▶ _What is expected_
Check each line of the data for "saves", and copy the ones that have it.

▶ _Material for this task_
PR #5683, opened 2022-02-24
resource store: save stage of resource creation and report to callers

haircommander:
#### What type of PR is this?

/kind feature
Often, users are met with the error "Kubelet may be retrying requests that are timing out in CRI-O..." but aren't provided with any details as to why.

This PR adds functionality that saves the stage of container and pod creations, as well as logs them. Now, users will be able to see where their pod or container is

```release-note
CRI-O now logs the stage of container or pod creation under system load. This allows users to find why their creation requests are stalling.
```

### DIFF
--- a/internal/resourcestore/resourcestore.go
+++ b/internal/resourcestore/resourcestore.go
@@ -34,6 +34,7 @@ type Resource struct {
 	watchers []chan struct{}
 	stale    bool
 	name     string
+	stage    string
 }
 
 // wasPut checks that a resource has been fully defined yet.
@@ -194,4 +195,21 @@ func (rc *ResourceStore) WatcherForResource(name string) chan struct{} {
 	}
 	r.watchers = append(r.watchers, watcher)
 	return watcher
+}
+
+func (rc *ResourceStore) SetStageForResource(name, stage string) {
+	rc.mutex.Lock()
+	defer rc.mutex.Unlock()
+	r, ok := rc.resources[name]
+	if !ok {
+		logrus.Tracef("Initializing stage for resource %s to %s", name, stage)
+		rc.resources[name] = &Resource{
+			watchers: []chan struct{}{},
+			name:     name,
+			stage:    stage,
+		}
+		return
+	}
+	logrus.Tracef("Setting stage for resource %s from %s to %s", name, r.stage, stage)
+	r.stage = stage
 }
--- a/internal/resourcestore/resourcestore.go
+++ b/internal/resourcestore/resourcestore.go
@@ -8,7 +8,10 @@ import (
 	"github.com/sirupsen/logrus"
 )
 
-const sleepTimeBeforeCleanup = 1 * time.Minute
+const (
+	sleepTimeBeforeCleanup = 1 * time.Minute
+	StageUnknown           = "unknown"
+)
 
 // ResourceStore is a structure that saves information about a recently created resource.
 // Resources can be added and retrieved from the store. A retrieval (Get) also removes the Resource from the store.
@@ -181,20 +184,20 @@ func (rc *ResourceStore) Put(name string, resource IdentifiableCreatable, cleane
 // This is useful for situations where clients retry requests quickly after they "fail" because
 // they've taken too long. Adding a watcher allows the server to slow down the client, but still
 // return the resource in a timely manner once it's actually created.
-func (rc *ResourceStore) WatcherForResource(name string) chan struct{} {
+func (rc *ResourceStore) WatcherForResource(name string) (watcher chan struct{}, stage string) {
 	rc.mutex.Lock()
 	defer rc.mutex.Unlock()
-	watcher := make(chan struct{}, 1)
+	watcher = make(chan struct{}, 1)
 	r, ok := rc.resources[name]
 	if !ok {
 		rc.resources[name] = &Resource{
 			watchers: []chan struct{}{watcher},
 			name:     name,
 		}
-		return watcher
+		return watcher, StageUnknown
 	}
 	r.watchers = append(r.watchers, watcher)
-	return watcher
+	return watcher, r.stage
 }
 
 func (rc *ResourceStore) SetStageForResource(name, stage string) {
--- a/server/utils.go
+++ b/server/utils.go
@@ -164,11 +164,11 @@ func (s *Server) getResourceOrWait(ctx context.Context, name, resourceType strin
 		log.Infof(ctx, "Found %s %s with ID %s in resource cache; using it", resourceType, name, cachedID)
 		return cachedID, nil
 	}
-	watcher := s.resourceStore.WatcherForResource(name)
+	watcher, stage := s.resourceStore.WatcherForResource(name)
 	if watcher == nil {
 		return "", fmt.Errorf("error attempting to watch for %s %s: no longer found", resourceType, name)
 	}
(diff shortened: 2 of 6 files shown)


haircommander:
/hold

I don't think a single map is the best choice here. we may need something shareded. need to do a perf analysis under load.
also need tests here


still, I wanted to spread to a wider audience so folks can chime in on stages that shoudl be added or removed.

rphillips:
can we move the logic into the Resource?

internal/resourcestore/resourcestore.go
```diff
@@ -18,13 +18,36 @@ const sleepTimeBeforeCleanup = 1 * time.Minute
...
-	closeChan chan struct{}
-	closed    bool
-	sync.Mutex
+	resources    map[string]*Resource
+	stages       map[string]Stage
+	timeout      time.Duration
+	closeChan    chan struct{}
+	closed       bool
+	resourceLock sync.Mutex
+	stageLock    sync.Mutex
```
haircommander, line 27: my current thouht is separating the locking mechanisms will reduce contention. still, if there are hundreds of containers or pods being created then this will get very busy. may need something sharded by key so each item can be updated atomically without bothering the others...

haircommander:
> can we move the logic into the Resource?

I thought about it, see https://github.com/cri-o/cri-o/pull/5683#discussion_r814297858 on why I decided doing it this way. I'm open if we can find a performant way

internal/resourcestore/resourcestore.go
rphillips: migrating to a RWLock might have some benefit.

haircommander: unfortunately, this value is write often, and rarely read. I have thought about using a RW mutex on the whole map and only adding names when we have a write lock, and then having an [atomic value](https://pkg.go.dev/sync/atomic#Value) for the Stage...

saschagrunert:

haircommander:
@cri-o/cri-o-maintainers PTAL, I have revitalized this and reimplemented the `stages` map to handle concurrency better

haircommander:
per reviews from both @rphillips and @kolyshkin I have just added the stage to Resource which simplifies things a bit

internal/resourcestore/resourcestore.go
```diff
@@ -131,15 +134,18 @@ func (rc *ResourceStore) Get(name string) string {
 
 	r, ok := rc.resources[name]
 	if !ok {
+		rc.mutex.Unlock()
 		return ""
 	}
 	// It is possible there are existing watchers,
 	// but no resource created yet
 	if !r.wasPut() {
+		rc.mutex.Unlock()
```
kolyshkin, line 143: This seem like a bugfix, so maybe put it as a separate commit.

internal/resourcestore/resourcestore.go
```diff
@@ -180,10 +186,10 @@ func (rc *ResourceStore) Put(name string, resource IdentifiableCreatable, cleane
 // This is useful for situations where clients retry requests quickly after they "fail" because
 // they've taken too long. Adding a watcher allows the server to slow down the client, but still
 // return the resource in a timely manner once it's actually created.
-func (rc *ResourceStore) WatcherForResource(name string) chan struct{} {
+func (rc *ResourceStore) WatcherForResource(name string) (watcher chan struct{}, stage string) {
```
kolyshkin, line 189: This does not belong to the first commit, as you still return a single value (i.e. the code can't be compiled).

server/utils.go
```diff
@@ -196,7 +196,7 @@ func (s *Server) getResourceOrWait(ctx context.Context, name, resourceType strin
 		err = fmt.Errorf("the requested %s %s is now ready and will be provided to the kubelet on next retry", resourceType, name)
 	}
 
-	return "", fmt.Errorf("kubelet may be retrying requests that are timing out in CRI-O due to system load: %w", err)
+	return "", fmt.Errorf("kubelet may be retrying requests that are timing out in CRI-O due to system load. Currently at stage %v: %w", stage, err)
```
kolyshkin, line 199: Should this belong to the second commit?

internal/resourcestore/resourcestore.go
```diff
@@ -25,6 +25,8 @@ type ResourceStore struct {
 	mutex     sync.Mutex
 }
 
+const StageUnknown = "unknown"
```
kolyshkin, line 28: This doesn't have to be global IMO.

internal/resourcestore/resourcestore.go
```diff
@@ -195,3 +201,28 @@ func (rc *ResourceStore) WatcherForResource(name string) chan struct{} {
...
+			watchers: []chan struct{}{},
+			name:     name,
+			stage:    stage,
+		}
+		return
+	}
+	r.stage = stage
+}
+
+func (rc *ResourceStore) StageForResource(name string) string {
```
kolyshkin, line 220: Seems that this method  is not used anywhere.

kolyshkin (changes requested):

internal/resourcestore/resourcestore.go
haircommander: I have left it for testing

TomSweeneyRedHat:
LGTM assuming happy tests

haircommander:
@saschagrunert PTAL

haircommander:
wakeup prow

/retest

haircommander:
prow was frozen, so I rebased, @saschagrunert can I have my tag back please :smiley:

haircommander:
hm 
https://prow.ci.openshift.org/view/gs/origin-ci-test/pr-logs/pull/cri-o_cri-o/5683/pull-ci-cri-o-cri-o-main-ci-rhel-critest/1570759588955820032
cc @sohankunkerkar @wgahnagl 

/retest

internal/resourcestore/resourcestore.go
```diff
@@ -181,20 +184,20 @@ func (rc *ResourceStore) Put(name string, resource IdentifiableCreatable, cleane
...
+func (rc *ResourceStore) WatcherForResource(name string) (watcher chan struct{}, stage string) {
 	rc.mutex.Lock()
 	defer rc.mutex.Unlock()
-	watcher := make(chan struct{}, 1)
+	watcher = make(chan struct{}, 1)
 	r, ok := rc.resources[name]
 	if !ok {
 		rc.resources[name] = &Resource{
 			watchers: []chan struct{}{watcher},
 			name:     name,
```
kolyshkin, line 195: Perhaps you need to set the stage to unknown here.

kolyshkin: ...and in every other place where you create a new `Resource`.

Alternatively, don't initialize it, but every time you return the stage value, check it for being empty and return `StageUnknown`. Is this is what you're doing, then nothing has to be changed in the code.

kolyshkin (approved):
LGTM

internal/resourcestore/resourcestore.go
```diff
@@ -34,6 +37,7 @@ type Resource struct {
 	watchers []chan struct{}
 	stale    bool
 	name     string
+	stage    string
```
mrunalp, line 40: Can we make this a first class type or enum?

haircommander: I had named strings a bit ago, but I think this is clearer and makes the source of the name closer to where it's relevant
==
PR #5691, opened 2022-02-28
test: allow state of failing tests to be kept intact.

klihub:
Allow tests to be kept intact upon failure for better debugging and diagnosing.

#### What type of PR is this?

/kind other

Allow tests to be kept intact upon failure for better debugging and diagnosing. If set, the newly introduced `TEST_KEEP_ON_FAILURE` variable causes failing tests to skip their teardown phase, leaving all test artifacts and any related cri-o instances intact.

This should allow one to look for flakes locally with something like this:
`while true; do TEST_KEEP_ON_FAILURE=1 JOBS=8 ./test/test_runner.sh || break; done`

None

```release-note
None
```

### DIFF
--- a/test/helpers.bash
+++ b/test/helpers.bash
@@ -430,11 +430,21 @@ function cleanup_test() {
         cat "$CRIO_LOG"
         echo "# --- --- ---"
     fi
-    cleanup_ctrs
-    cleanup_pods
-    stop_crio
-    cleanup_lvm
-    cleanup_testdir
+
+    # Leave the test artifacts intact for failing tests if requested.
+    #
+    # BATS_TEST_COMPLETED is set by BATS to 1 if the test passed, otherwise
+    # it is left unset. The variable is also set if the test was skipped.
==
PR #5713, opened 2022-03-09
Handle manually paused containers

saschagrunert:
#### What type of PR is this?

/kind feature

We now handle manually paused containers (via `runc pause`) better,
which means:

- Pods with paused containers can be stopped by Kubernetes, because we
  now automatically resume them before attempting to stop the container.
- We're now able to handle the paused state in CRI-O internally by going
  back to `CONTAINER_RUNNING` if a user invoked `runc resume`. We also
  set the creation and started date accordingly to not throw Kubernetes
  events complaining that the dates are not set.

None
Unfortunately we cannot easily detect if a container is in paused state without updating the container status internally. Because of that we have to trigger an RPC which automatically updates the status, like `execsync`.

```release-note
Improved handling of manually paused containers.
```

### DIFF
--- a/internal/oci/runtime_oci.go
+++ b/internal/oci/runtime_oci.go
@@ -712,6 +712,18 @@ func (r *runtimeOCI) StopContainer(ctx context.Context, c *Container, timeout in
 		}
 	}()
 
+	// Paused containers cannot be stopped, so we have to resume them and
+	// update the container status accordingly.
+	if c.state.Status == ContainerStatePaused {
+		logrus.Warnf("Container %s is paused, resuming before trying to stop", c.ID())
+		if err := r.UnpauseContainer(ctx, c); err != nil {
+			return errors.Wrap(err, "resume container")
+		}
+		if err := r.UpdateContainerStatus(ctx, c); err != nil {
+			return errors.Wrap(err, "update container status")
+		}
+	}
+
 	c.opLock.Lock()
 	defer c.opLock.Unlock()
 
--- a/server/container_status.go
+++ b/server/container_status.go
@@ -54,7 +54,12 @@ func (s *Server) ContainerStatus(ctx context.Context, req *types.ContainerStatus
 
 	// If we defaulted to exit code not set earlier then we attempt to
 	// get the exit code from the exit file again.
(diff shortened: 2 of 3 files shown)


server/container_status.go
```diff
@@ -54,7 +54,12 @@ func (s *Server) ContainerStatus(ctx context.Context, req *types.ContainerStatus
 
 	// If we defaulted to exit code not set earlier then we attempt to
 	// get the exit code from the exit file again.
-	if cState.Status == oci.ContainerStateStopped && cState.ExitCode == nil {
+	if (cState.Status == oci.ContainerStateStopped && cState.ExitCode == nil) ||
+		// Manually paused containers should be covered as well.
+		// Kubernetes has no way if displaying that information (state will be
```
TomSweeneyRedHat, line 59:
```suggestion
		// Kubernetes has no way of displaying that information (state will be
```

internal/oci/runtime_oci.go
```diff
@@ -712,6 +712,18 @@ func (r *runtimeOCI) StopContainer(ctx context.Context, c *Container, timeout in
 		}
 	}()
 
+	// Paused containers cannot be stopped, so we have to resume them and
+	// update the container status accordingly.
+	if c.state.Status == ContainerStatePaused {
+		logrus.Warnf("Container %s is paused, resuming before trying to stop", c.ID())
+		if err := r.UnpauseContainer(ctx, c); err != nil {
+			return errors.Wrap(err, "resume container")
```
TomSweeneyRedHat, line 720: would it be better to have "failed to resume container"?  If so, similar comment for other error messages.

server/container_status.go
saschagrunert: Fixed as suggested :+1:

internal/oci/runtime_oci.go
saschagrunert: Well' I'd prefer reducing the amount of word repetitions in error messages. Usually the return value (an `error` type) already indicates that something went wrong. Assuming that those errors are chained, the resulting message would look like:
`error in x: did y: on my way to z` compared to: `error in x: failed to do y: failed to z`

▶ _Solution to the exercise_
This PR adds functionality that saves the stage of container and pod creations, as well as logs them. Now, users will be able to see where their pod or container is
 // ResourceStore is a structure that saves information about a recently created resource.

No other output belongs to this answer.